За то что в момент этого госпереворота у нас в прямом эфире были Хасбулатов и Руцкой, я потом получил от президента, скажем так, укоризну. Прошло три месяца, Ельцин нас собирает в Кремле, меня сажают напротив него. И тут он с места говорит: «Ну как не стыдно, «Эхо Москвы»?! «Поднимайте самолеты, бомбите Кремль…» Ну как вам не стыдно?!» И я понимаю, что меня сейчас тут будут просто вязать. Начинаю что-то лепетать: «Борис Николаевич! Вы же понимаете, что это наша работа!» Он произносит так язвительно: «Работа! Работнички. Ну, работайте…» И впоследствии Ельцин каждый раз встречал меня словами: «Работничек пришел!»

Ельцин

В мае 1999 года тогдашний руководитель Администрации президента Александр Стальевич Волошин позвал меня попить чайку и поинтересовался: как я отношусь к перспективе добровольного ухода Ельцина от власти? Я сказал: обсуждать нечего, этого не может быть никогда. В декабре, когда Борис Николаевич действительно передал полномочия Путину, я оказался, мягко говоря, не прав. Зная Ельцина, я даже представить себе такое не мог. Оказывается, я его плохо знал. Он, как император Диоклетиан, ушел сажать капусту. В жизни бы в это не поверил.
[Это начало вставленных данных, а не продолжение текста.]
PR #452, opened 2026-08-19
fix(swebench-service): let srun find its config and honour proxy policy

leopck:
The Pyxis runtime builds each container step's environment from an explicit allow-list, and two variables that srun and enroot genuinely need were missing. Neither failure is visible in a unit test, because both live in the environment handed to a subprocess we mock.

SLURM_CONF. Without it the child srun falls back to /etc/slurm/slurm.conf. On a configless site that file does not exist and srun aborts with "Could not establish a configuration source"; on a multi-cluster site it exists but is a different cluster's file whose plugins are not installed locally, and srun aborts with "failed to initialize cli_filter plugin". Either way every step dies before a container is created, and the run reports only the generic "Pyxis infrastructure failure before the command completed". The remaining SLURM_* variables stay out of the allow-list deliberately: inheriting SLURM_JOB_ID / SLURM_STEP_ID is exactly what breaks a nested srun, which is why the allow-list exists.

Proxy policy. enroot performs the registry pull inside the step, so it needs the same proxy configuration as the caller. A site that pins a container-cache proxy system-wide will 403 the CONNECT for any registry outside that cache's allow-list, and every per-instance image import fails with "curl: (56) CONNECT tunnel failed, response 403" -- including the SWE-bench task images this runtime is built to pull.

Verified on a GB200 cluster whose enroot pins a container cache: before the change no sweb.eval.arm64 image could be imported from any node; after it, the image imports and the container starts.

## Type of change

- [x] Bug fix
- [ ] New feature
- [ ] Documentation update
- [ ] Refactor/cleanup

### DIFF
--- a/src/inference_endpoint/evaluation/swebench_service/swebench_service/pyxis_environment.py
+++ b/src/inference_endpoint/evaluation/swebench_service/swebench_service/pyxis_environment.py
@@ -30,22 +30,16 @@ _SAFE_SRUN_ENV = (
     "TMPDIR",
     "XDG_RUNTIME_DIR",
     # Proxy policy must reach enroot, which performs the registry pull inside
-    # the step. Clusters that pin a container-cache proxy system-wide 403 any
-    # registry outside its allow-list, and without no_proxy every per-instance
-    # image import fails with "CONNECT tunnel failed, response 403".
+    # the step.
+    "all_proxy",
     "http_proxy",
     "https_proxy",
     "no_proxy",
+    "ALL_PROXY",
     "HTTP_PROXY",
     "HTTPS_PROXY",
     "NO_PROXY",
-    # srun locates its own configuration through SLURM_CONF. Dropping it makes
-    # the child fall back to /etc/slurm/slurm.conf, which on a configless or
-    # multi-cluster site is either absent ("Could not establish a configuration
-    # source") or a different file whose plugins are not installed
-    # ("failed to initialize cli_filter plugin"). Every step then fails before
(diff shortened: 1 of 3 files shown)


tianmu-li (approved):
Comments can be trimmed a bit.

src/inference_endpoint/evaluation/swebench_service/swebench_service/pyxis_environment.py
```diff
@@ -29,6 +29,24 @@
...
+    # Proxy policy must reach enroot, which performs the registry pull inside
+    # the step. Clusters that pin a container-cache proxy system-wide 403 any
+    # registry outside its allow-list, and without no_proxy every per-instance
+    # image import fails with "CONNECT tunnel failed, response 403".
+    "http_proxy",
+    "https_proxy",
+    "no_proxy",
+    "HTTP_PROXY",
+    "HTTPS_PROXY",
+    "NO_PROXY",
```
arekay-nv, line 41: minor : missing `all_proxy`/`ALL_PROXY` which can be set in some envs.

arekay-nv (approved):
One aspect to think about is not passing the variables to the SWEBench environment which can further harden it. 
Also, can you add some tests to ensure that the env-vars are being passed as expected. And if we want to isolate the SWEBench environment, the corresponding tests there too.

src/inference_endpoint/evaluation/swebench_service/swebench_service/pyxis_environment.py
leopck: oh thanks, forgot about them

Мне с ним приходилось общаться, но не часто – особенно в последние годы. Дед, как его называло окружение (как и Горбачева, кстати), очень болел. Вот с семьей его я пересекался нередко, и внучка Бориса Николаевича работала у нас, под другой фамилией.
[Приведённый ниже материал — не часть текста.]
PR #454, opened 2026-08-19
fix(benchmark): an accuracy run that produces no number must fail

leopck:
An accuracy run could complete every unit of work, exit 0, and report `N/A`. `finalize_benchmark()` scored, wrote `accuracy_results.json` with `score: null`, printed the summary, and returned -- so `main.py` exited 0 and every wrapper downstream read the run as a pass.

This is not hypothetical. A distributed SWE-bench run drove all 20 of its units to terminal records; 17 were abandoned to infrastructure failures, the merge gate correctly refused, `score()` returned None -- and the sbatch wrapper wrote `disposition=run completed (driver rc=0, results=20/20)` over a run with no accuracy number at all. rc=0, all work "done", no number is the failure shape that costs whole GPU allocations, so make it loud where it originates instead of asking each caller to notice.

`_require_accuracy_numbers()` runs last, after every artifact is on disk, so the failure never costs the evidence needed to diagnose it. A real number flagged `complete=False` (a partial headline) still passes: the number exists and the entry already says it is partial. A PERF-mode run owes nothing for an externally-scored dataset it never dispatched.

Also count what was evaluated, not what was loaded, in the accuracy-only summary line: SWE-bench Verified loads all 500 rows and scores `num_instances` of them, so the run above printed "500 samples evaluated" directly beneath its own "unit=200" headline.

## Type of change

- [x] Bug fix
- [ ] New feature
- [ ] Documentation update
- [ ] Refactor/cleanup

### DIFF
--- a/src/inference_endpoint/commands/benchmark/execute.py
+++ b/src/inference_endpoint/commands/benchmark/execute.py
@@ -1088,11 +1088,20 @@ def _summarize_and_log_metrics(
 
     logger.info(f"Completed in {perf_elapsed:.1f}s")
     if ctx.accuracy_only:
-        acc_total = sum(
-            ds.dataset.num_samples() * ds.num_repeats
-            for ds in ctx.eval_configs
-            if ds.dataset_type == DatasetType.ACCURACY
-        )
+        # Count what was actually evaluated, not what was loaded. An external
+        # scorer (SKIP_ENDPOINT_PHASE) evaluates its own clamped subset --
+        # SWE-bench Verified loads all 500 rows but scores `num_instances` of
+        # them -- and reporting the loaded size instead contradicts the
+        # per-dataset `unit=` line in the same summary.
+        acc_total = 0
+        for ec in ctx.eval_configs:
+            if ec.dataset_type != DatasetType.ACCURACY:
+                continue
+            external = effective_external_sample_count(ec)
+            if external is not None:
+                acc_total += external
+            else:
+                acc_total += ec.dataset.num_samples() * ec.num_repeats
         logger.info(f"Accuracy-only: {acc_total} samples evaluated")
     else:
         logger.info(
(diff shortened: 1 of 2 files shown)


src/inference_endpoint/commands/benchmark/execute.py
```diff
@@ -1208,6 +1217,53 @@ def finalize_benchmark(ctx: BenchmarkContext, bench: BenchmarkResult) -> None:
...
+        and not (ctx.test_mode == TestMode.PERF and ec.scorer.SKIP_ENDPOINT_PHASE)
+    }
+    if not expected:
+        return
+
+    scored = {
+        entry["dataset_name"]
+        for entry in accuracy_scores
+        if entry.get("dataset_type") == DatasetType.ACCURACY.value
+        and entry.get("score") is not None
```
arekay-nv, line 1256: This is checking for `None` which is not the same as being a number - suggest to either harden the check or make the distinction clear in the method description/documentation.

arekay-nv (approved):
Thanks!

src/inference_endpoint/commands/benchmark/execute.py
```diff
@@ -1128,11 +1128,20 @@ def _summarize_and_log_metrics(
...
+        # Count what was actually evaluated, not what was loaded. An external
+        # scorer (SKIP_ENDPOINT_PHASE) evaluates its own clamped subset --
+        # SWE-bench Verified loads all 500 rows but scores `num_instances` of
+        # them -- and reporting the loaded size instead contradicts the
+        # per-dataset `unit=` line in the same summary.
+        acc_total = 0
+        for ec in ctx.eval_configs:
+            if ec.dataset_type != DatasetType.ACCURACY:
+                continue
+            external = effective_external_sample_count(ec)
```
roborluo, line 1140: [P2]:Only to make this consistant with the notes, suggst to add 
```
if ec.scorer.SKIP_ENDPOINT_PHASE:
```
before external = effective_external_sample_count(ec).

roborluo (approved):

tests/unit/commands/test_benchmark.py
```diff
@@ -2563,6 +2602,129 @@ def _make_report(state: str) -> Report:
...
+        finalize_benchmark(ctx, _make_benchmark_result(tmp_path))
+
+        results = json.loads(
+            (tmp_path / "accuracy" / "accuracy_results.json").read_text()
+        )
+        assert results["accuracy_scores"][0]["score"] == 0.25
+        assert results["accuracy_scores"][0]["complete"] is False
+
+    @pytest.mark.unit
+    def test_perf_only_run_owes_no_accuracy_number(self, tmp_path):
```
roborluo, line 2693: Sugguest to delete this test, this will never happen since we already have 
```
if not (test_mode == TestMode.PERF and scorer_cls.SKIP_ENDPOINT_PHASE):
    ...
    eval_configs.append(...)
```
Maybe you want to test such `scorer_cls` will not be added into `eval_configs`?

«Дедом» Ельцина, поскольку мы не являлись окружением действующего президента, не называли. Вот когда Борис Николаевич ушел в отставку, мы уже могли себе это позволить. А я себе не мог этого позволить, даже будучи в президентском пуле и работая с Ельциным девять лет – с 1991 по 2000 год. На «Эхе Москвы» мы его называли «Бен» – Борис Николаевич Ельцин, Бен. Иногда, вспоминая «Остров сокровищ», – «Бен Ганн».

Ельцин – безумно интересная личность, и про него никто еще толково не написал. Провинциальный член Политбюро, плохо образованный, но нюх на правду-неправду, справедливость-несправедливость у него всегда был хороший, своеобразное чувство юмора – такой Куинбус Флестрин, как лилипуты называли Гулливера, что означает «Человек-Гора». Ельцин – действительно историческая фигура, и очень жалко, что его с нами больше нет, потому что это был человек, чье присутствие сказалось бы благотворно на современной российской политике. Он как камертон, забытый в шкафу, – все равно звук по нему, когда надо, сверяют, и если бы он был жив, может, история последних лет пошла бы по другому сценарию. Я сомневаюсь, чтобы в присутствии живого Бориса Николаевича Владимир Владимирович позволил бы себе, например, так изменить политику Российской Федерации в отношении Украины.

Ельцин разрушил авторитарную систему в нашей стране. Если Горбачев разрушил Берлинскую стену, то Борис Николаевич уничтожил систему авторитарного режима, не жалея своей жизни, свергая фактически институт «царской» власти. Это на самом деле первый российский президент. Будучи одним из лидеров коммунистической партии, он не побоялся нарушить ее устои, пойти против всего того, чему его учили, и открыл Россию миру. Он смог перековать себя, признав ошибки. Ошибкой была, на его взгляд, первая чеченская война. Ельцин встал на путь их исправления. Он сделал все, чтобы мы вступили в «Большую восьмерку», и добился признания России как равной среди равных на мировой арене.